I had to get away. I had to get away from her, her voice, and anything that she had ever touched. I grabbed my phone and my bag, and ran out the door. I ran fast, one foot after the other. Nothing could stop me. I had a decision to make. I ran until I could run no longer, then sat in a park bench. As I thought about the dream, I questioned its existence. Was this angel for real? What had I done to reach him? Questions flooded my mind, but one stuck out in particular; How come she didn’t have a comment to make after I said ‘Or else’? Unable to come up with a good reason, I erased the thought from my head.  I needed to focus on the real task at hand, my decision. Still unsure of the status of the dream, I decided that I needed to have a plan in case it was in fact, real.
As the day continued, my mind went back and forth. My mother had essentially, raised me, and brought me into this world. But after that, I couldn’t think of one other reason that would make me want to keep my mother around. I racked my brain, but there was not one thing that came to mind. As I closed my eyes that night, I was confident about my decision.

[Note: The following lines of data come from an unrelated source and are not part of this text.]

Issue #380, opened 2022-04-04
Keep regex-based highlighting where semantic highlighting is not available


fhammerschmidt:
I don't understand why the grammar needed to be cleaned up. 

1. VSCode has a lot of places where code is displayed without semantic highlighting, like in the working tree view or in hover snippets.
2. Many themes just don't enable support for it [(default is disabled)](https://code.visualstudio.com/api/language-extensions/semantic-highlight-guide#semantic-coloring-in-color-themes).
3. Sometimes you get a flash, which is pretty obvious with lots of module names which get painted from one color to the other. While we cannot prevent that, it would be less noticeable that way.
4. No bsconfig means no highlighting now. While formatting still works.

Obviously, it's not correct in many cases, but let's please find some middle ground here.
It would already help a ton just to put the module parts back in.

zth:
Yes, we agree, this is a valid point. Let's tackle this in two ways:

1. Restore a subset of what was previously in the grammar, to clean up the "worst offenders". Ensure that anything colored by the grammar directly will get the same color as semantic highlighting would give it (so we avoid flashes where we can).
2. Implemented the `range` method for semantic highlighting, and see whether that helps coloring in hovers etc. Some background: we've currently only implemented the method for semantically highlighting a full file. But, there's an additional method, `range`, that allows for coloring independent chunks of code. We'll implement that and see whether that helps with some of the lack of coloring too.

@fhammerschmidt would you be interested in taking a stab at point 1? We can go back and forth, testing together, etc.

fhammerschmidt:
Yeah, will try to submit a (draft) PR tonight.

I think the most important parts got lost in these two commits, so in the first iteration I will just restore the module/JSX parts:

- https://github.com/rescript-lang/rescript-vscode/commit/0e56b5e9f061ef06921e5fbde64590fecf77ec9b
- https://github.com/rescript-lang/rescript-vscode/commit/dd9c37566522df7ca137f82798c489518309c312

zth:
Closing this as all relevant changes has landed in master. Thanks @fhammerschmidt !

PR #381, opened 2022-04-05
Restore some modules and JSX grammar

fhammerschmidt:
As discussed in #380, this PR restores some grammar that got cleaned up in https://github.com/rescript-lang/rescript-vscode/commit/0e56b5e9f061ef06921e5fbde64590fecf77ec9b and https://github.com/rescript-lang/rescript-vscode/commit/dd9c37566522df7ca137f82798c489518309c312.

Here's how it looks with this PR (semantic highlighting on the right for comparison):

image
image

### DIFF
--- a/grammars/rescript.tmLanguage.json
+++ b/grammars/rescript.tmLanguage.json
@@ -350,8 +350,133 @@
       ]
     },
     "jsx": {
-      "match": "<>|</>|</|/>",
-      "name": "punctuation.definition.tag"
+      "patterns": [
+        {
+          "match": "<>|</>|</|/>",
+          "name": "punctuation.definition.tag"
+        },
+        {
+          "match": "</([A-Z_][0-9a-zA-Z_]*)",
+          "captures": {
+            "0": {
+              "name": "punctuation.definition.tag"
+            },
+            "1": {
+              "name": "entity.name.namespace"
+            }
+          }
+        },
+        {
+          "match": "</([a-z_][0-9a-zA-Z_]*)",
+          "captures": {
+            "0": {
+              "name": "punctuation.definition.tag"
+            },
+            "1": {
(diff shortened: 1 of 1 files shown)


cristianoc:
@fhammerschmidt thank you for looking into this.

See https://github.com/rescript-lang/rescript-vscode/pull/367/commits/55b91665e2a9d91f631f48f129074578527dfa3c#diff-4398e3b2ab3e7e7e70a93409fa893abf68608d45a5ad1ac7faaf888dac77005dR768
where previously modules were emitted as namespaces, but were then changed to class.

That was because some themes, such as Dracula, do not support namespace. For all the themes that do support namespaces that I have seen, they show namespaces the same as they do class, hence the change. But happy to get more input on what other themes do.

zth:
@cristianoc so ideally, `namespace` is to be replaced with a `class` tag in this PR, right?

fhammerschmidt:
Yup, Dracula for instance requires `class` to highlight the modules.

Before: 
image

After:
image

cristianoc (approved):
Thanks a lot for doing this.

cristianoc:
Anything else to put back into the grammar, or ready to merge?

fhammerschmidt:
The only thing that is different compared to the old style is that non-polymorphic variants are the same color as other values. Not sure if it's feasible to do that in TextMate now, otherwise I think it's fine.

cristianoc:
> The only thing that is different compared to the old style is that non-polymorphic variants are the same color as other values. Not sure if it's feasible to do that in TextMate now, otherwise I think it's fine.

Those can be restored too. With semantic highlighting they are currently emitted as `enumMember`.

cristianoc:
Looks like it's ready to go.

PR #383, opened 2022-04-06
Range based semantic highlighting

zth:
As noted in https://github.com/rescript-lang/rescript-vscode/issues/380


zth:
For posterity - we decided to not implement range based semantic highlighting. 

After testing, we came to the conclusion that range based highlighting seems to be used as a performance optimization when opening a file. 

But, in our solution the bottleneck isn't the performance of figuring out the semantic tokens, but rather the throttling VSCode does itself when asking for tokens. So, implementing this would currently bring no benefit.

Closing for now, we can revisit in the future.

PR #385, opened 2022-04-07
relax requirement of files being in a ReScript project for formatting

zth:
This lifts the current requirement for files to be located in an actual ReScript project to be formatted. It falls back to formatting using the vendored parser pretty printer in the extension itself if the file isn't located in a ReScript project.

### DIFF
--- a/analysis/src/Cli.ml
+++ b/analysis/src/Cli.ml
@@ -56,6 +56,10 @@ Options:
 
     ./rescript-editor-analysis.exe createInterface src/MyFile.res lib/bs/src/MyFile.cmi
 
+  format: print to stdout the formatted version of the provided file
+
+    ./rescript-editor-analysis.exe format src/MyFile.res
+
   test: run tests specified by special comments in file src/MyFile.res
 
     ./rescript-editor-analysis.exe test src/src/MyFile.res
@@ -86,6 +90,7 @@ let main () =
   | [_; "createInterface"; path; cmiFile] ->
     Printf.printf "\"%s\""
       (Json.escape (CreateInterface.command ~path ~cmiFile))
+  | [_; "format"; path] -> Commands.format ~path
   | [_; "test"; path] -> Commands.test ~path
   | args when List.mem "-h" args || List.mem "--help" args -> prerr_endline help
   | _ ->
--- a/analysis/src/Cli.ml
+++ b/analysis/src/Cli.ml
@@ -90,7 +90,8 @@ let main () =
   | [_; "createInterface"; path; cmiFile] ->
     Printf.printf "\"%s\""
       (Json.escape (CreateInterface.command ~path ~cmiFile))
-  | [_; "format"; path] -> Commands.format ~path
+  | [_; "format"; path] ->
+    Printf.printf "\"%s\"" (Json.escape (Commands.format ~path))
   | [_; "test"; path] -> Commands.test ~path
   | args when List.mem "-h" args || List.mem "--help" args -> prerr_endline help
   | _ ->
--- a/analysis/src/Commands.ml
+++ b/analysis/src/Commands.ml
@@ -250,6 +250,19 @@ let rename ~path ~line ~col ~newName =
   in
   print_endline result
 
+let format ~path =
+  if Filename.check_suffix path ".res" then
+    let {Res_driver.parsetree = structure; comments} =
+      Res_driver.parsingEngine.parseImplementation ~forPrinter:true
+        ~filename:path
+    in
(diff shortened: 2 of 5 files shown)


analysis/src/Commands.ml
```diff
@@ -250,6 +250,19 @@ let rename ~path ~line ~col ~newName =
   in
   print_endline result
 
+let format ~path =
+  if Filename.check_suffix path ".res" then
+    let {Res_driver.parsetree = structure; comments} =
+      Res_driver.parsingEngine.parseImplementation ~forPrinter:true
+        ~filename:path
+    in
+    Res_driver.printEngine.printImplementation 80 path comments structure
```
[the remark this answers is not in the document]
cristianoc: !Res_cli.ResClflags.width

analysis/src/Commands.ml
```diff
@@ -250,6 +250,19 @@ let rename ~path ~line ~col ~newName =
...
+  else if Filename.check_suffix path ".resi" then
+    let {Res_driver.parsetree = structure; comments} =
+      Res_driver.parsingEngine.parseInterface ~forPrinter:true ~filename:path
+    in
+    Res_driver.printEngine.printInterface 80 path comments structure
```
cristianoc, line 264: !Res_cli.ResClflags.width

analysis/src/Commands.ml
```diff
@@ -250,6 +250,19 @@ let rename ~path ~line ~col ~newName =
...
 
+let format ~path =
+  if Filename.check_suffix path ".res" then
+    let {Res_driver.parsetree = structure; comments} =
+      Res_driver.parsingEngine.parseImplementation ~forPrinter:true
+        ~filename:path
+    in
+    Res_driver.printEngine.printImplementation 80 path comments structure
+  else if Filename.check_suffix path ".resi" then
+    let {Res_driver.parsetree = structure; comments} =
```
cristianoc, line 261: nit: `Res_driver.parsetree = signature`

analysis/src/Commands.ml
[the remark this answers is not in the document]
fhammerschmidt: It's 100: https://github.com/rescript-lang/syntax/blob/2d4fef51d07312957f907e6d1e19a40618058518/src/res_multi_printer.ml#L3 

But in the playground it seems to be 80? It's weird.

server/src/utils.ts
```diff
@@ -128,7 +144,8 @@ export let formatUsingValidBscNativePath = (
 export let runAnalysisAfterSanityCheck = (
   filePath: p.DocumentUri,
   args: Array<any>,
-  projectRequired=false
+  projectRequired = false,
+  parseJson = true
```
cristianoc, line 148: The `createInterface` command, for example, does the json escape in `Cli.ml`, so we don't need to special case the command here.

analysis/src/Cli.ml
```diff
@@ -86,6 +90,7 @@ let main () =
   | [_; "createInterface"; path; cmiFile] ->
     Printf.printf "\"%s\""
       (Json.escape (CreateInterface.command ~path ~cmiFile))
```
cristianoc, line 92: see: `Json.escape`.

cristianoc (changes requested):

server/src/utils.ts
```diff
@@ -104,16 +104,32 @@ export let formatUsingValidBscNativePath = (
...
+        "never",
+        "-format",
+        formatTempFileFullPath,
+      ]);
+      return {
+        kind: "success",
+        result: result.toString(),
+      };
+    } else {
+      let result = runAnalysisAfterSanityCheck(
```
cristianoc, line 121: This is kind of a strange code path for a function called `formatUsingValidBscNativePath`.
One possibility would be to make the `formatUsingValidBscNativePath` function thinner, and avoid calling it at all unless there's a valid `bscNativePath`.

For example, instead of passing `isInterface` as a parameter, and creating the temp file internally, one could create the temp file externally, and pass it as a parameter.
Then move logic that calls the parser to the caller's site.

zth: What do you think about simply renaming it `formatCode`? That feels more in line with what it does now.

cristianoc: Go for it!

cristianoc (approved):

cristianoc (changes requested):
Actually, it currently formats even if there are syntax errors.
Needs to check for errors coming form the parser, and do no formatting in that case.

cristianoc (approved):
Looking good!

cristianoc:
Looking good. OK to merge?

“Welcome back” The angel slyly said to me. “Have you made up your mind?” The way
that he asked me caused me to think he already knew my answer. His voice was different this time, it instantly reminded me of my mothers, and the pain it had caused me.
“I have” I said confidently, and I knew that when I woke up, my life would be drastically different. I was tired of her. Her absence and failure at being a mother, the constant smell of liquor in the house, her voice that cut like knives, and the way she had treated me throughout the years. I was ready to rid her from my life. “I want her to die.” I stated confidently at first, but then the words came back and made my stomach twist. She was my mother. Did she love me? I wasn’t sure. Did I love her? I wasn’t sure of that either. Remorse absorbed my soul. But I voiced my words, and I had made my decision. All of a sudden, I felt something come over me. Fear. I sucked in air as fast as I could, but I couldn’t breathe. Panic. I was frozen. This is all just a dream, right? Wrong. I was awake, and pain devoured my being. My mom was punishing me for choosing to end her life. Evidently, she had the same decision to make, but she got to me first. I clawed at my neck, choking and gasping, and felt as huge broken shards of glass slowly were taking my life. I looked up, only to see the angel laughing, and my mother standing next to it with the biggest smile I had ever seen her wear. It was her, who ended my life that night, when I thought I would be the one to end hers.
 


The author's comments:

Inspired by a song about angels, and decided to make a dark twist.